[[ Data for processing, beginning ]]

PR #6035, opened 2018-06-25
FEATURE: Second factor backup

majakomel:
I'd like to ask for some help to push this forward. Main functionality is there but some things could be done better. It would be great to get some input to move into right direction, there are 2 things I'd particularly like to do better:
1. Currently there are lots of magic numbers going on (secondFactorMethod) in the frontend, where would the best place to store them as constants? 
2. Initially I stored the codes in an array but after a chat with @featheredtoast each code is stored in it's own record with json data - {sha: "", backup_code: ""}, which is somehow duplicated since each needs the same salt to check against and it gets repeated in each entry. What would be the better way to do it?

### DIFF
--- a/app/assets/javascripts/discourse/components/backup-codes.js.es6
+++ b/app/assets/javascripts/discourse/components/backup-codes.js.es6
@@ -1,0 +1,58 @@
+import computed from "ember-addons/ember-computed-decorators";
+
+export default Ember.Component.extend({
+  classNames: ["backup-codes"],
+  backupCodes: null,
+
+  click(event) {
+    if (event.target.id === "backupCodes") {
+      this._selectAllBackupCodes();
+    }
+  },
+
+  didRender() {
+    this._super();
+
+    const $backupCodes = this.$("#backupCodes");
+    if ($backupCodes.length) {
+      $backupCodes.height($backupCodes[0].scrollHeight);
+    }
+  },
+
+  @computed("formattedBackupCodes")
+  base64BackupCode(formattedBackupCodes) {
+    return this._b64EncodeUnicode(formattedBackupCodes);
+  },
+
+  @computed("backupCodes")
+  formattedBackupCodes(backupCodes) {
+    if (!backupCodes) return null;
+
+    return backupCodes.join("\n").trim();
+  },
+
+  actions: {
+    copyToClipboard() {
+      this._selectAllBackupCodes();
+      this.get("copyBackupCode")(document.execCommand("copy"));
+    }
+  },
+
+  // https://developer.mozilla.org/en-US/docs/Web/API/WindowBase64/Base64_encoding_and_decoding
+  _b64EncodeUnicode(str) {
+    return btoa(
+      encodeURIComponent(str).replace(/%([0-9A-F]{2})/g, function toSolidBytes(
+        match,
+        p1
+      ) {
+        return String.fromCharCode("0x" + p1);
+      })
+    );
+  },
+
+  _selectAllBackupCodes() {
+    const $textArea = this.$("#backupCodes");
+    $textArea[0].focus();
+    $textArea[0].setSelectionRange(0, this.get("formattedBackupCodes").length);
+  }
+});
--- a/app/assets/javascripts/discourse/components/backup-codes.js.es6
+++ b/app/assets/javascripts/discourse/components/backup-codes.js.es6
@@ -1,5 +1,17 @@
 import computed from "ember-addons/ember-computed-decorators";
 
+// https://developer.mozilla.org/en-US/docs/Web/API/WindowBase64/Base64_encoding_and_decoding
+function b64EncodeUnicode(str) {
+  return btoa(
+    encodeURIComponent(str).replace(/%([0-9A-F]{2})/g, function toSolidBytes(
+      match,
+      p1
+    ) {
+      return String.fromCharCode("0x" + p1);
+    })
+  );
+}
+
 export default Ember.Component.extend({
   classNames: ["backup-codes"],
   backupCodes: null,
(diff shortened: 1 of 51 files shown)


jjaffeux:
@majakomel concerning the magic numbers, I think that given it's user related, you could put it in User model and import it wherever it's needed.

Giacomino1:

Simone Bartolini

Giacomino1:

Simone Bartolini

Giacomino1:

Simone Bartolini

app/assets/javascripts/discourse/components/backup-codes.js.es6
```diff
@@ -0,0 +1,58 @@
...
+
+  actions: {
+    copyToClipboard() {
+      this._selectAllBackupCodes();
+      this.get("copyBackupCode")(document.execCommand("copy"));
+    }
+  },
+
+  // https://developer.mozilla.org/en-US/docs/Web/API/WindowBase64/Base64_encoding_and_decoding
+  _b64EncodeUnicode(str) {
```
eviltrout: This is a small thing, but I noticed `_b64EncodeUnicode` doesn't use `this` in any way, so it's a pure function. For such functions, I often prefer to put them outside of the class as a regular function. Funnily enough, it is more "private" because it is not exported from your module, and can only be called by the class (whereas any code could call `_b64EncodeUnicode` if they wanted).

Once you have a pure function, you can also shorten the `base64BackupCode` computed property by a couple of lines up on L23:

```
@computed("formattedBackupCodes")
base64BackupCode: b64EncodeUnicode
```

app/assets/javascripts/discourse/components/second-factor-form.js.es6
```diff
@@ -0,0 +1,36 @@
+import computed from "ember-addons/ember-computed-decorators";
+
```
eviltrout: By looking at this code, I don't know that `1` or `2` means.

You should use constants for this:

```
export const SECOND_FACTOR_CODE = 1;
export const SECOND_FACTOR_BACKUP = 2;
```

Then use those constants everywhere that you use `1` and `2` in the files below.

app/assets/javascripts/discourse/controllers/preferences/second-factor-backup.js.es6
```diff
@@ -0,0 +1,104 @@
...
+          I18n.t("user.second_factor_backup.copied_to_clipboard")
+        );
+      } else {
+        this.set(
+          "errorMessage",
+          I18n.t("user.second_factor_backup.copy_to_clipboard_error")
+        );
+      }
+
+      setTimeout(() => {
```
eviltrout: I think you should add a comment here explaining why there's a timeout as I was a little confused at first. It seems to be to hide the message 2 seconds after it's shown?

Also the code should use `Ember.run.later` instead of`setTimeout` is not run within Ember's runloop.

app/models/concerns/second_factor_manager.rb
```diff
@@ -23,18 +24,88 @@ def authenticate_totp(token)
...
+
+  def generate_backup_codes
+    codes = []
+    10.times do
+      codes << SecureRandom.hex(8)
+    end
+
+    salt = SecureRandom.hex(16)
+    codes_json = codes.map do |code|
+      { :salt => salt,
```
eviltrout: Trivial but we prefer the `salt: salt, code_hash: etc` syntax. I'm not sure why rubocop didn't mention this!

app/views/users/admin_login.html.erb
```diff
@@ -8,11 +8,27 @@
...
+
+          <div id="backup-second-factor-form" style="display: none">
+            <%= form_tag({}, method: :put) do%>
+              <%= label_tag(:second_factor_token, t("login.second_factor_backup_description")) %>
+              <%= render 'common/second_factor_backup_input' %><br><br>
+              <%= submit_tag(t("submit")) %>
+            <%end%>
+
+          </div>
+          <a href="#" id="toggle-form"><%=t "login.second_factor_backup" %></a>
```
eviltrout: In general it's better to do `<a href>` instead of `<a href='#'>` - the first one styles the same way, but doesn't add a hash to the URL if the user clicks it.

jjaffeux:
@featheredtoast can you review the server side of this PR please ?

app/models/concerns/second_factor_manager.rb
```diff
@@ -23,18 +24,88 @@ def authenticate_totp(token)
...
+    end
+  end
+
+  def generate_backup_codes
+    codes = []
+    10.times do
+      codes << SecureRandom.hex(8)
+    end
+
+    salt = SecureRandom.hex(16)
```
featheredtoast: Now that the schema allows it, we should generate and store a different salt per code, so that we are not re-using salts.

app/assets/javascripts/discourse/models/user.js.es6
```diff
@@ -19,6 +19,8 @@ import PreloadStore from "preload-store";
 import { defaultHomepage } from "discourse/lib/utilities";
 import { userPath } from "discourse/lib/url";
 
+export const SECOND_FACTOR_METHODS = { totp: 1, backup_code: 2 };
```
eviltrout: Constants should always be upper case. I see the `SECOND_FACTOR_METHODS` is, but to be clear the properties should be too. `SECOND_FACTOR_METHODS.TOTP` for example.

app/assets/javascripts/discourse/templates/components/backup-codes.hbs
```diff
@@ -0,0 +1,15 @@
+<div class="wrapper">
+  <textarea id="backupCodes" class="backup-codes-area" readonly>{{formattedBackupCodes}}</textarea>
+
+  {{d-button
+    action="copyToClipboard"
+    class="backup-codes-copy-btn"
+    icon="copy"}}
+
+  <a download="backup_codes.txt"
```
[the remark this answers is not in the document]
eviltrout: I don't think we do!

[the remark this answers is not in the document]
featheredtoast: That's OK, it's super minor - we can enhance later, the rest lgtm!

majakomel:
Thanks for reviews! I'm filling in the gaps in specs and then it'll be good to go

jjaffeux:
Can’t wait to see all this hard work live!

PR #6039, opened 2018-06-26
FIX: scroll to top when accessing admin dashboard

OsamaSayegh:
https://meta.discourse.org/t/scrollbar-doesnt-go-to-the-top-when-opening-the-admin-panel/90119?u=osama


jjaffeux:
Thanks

[[ Data for processing, end ]]

What to work on - Which lines hold the string "classNames"? Copy all of them from the data above.

Answer -
+  classNames: ["backup-codes"],
   classNames: ["backup-codes"],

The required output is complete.